I am working on conversion of an ONNX model to TRT. I successfully converted the ONNX model from TRT in FP16 and it could run on the DeepStream. However, when I tried to convert the ONNX model to INT8 precision mode. It could only generate the engine file without calibration cache. I already implemented the INT8 calibrator with write_calibration_cache function. Can anyone tell me how to save the calibration cache ? Thanks.

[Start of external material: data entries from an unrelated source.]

PR #928, opened 2014-12-20
Concept : cooperative mt scheduler with events

marcas756:
- Non preemtive mt-scheduler (context switch during irq not allowed for this implementation)
- sending events from a contiki-process to a smt-thread works by  using smt_post in the contiki-process
- sending events from a smt-thread to a smt-thread works by using smt_post in the source smt_thread
- sending events from a smt-thread to a contiki-process works by using process_post / process_post_synch in the smt-thread
- smt-thread can be sent to bed with smt_sleep. This does only block the smt-thread calling sleep, not the whole system.
- an smt-thread has to exit on its own. Killing the thread from outside is not possible
- A broadcast of an event to all smt-threads can be achieved by setting the target thread to SMT_BROADCAST when invoking smt_post.
- Don't forget to call mt_init() and smt_init() before using this lib.
- polling threads from irq, main thread or other threads context by using smt_poll()
- pausing mt_threads, similar to PROCESS_PAUSE
- does not break current mt_thread implementation

Changed stack size for native linux

This pull request replaces #923

### DIFF
--- a/core/sys/mt.c
+++ b/core/sys/mt.c
@@ -64,7 +64,6 @@ mt_remove(void)
 void
 mt_start(struct mt_thread *thread, void (* function)(void *), void *data)
 {
-  thread->needspoll = 0;
   /* Call the architecture dependant function to set up the processor
      stack with the correct parameters. */
   mtarch_start(&thread->thread, function, data);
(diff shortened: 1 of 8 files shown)


cmorty:
It is probably the most cited unsupported feature in survey-papers mentioning Contiki. :)

marcas756:
Hello, please refer to pull request #934, as this pull request got closed. #934 works even more efficient and does not require any change in existing contiki code, except for native stack size. Also it does not require separate post functions.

Request you to check the sample link to validate on any missing step.
@AakankshaS Thanks. After replacing the build_engine() with build_cuda_engine(). However, I do not know why build_engine() is not entering the calibration while build_cuda_engine() does. With build_cuda_engine(), the conversion enters the INT8 conversion pipeline but error occurs as the following.
[TensorRT] VERBOSE: Total Host Persistent Memory: 306992
[TensorRT] VERBOSE: Total Device Persistent Memory: 265933824
[TensorRT] VERBOSE: Total Weight Memory: 0
[TensorRT] VERBOSE: Builder timing cache: created 141 entries, 1340 hit(s)
[TensorRT] VERBOSE: Engine generation completed in 94.061 seconds.
[TensorRT] VERBOSE: Calculating Maxima
[TensorRT] INFO: Starting Calibration.
2020-08-04 11:43:37 - ImageCalibrator - INFO - Calibration images pre-processed: 8/200
(8, 3, 608, 608)
Traceback (most recent call last):
File “createEngine.py”, line 180, in
File “createEngine.py”, line 167, in main
File “createEngine.py”, line 124, in build_engine
engine = builder.build_cuda_engine(network)
RuntimeError: Unable to cast Python instance to C++ type (compile in debug mode for details)
Process finished with exit code 1
I have correctly configured the build_cuda_engine() by setting the IBuilderConfig after checking the TensorRT Python doc. But I encountered the same error as build_engine() now.
@AakankshaS I just solved the problem by modify the output from get_batch() as the list of output as this [output] as well as using the build_engine() with IBuilderConfig set. And it is running now. Thanks.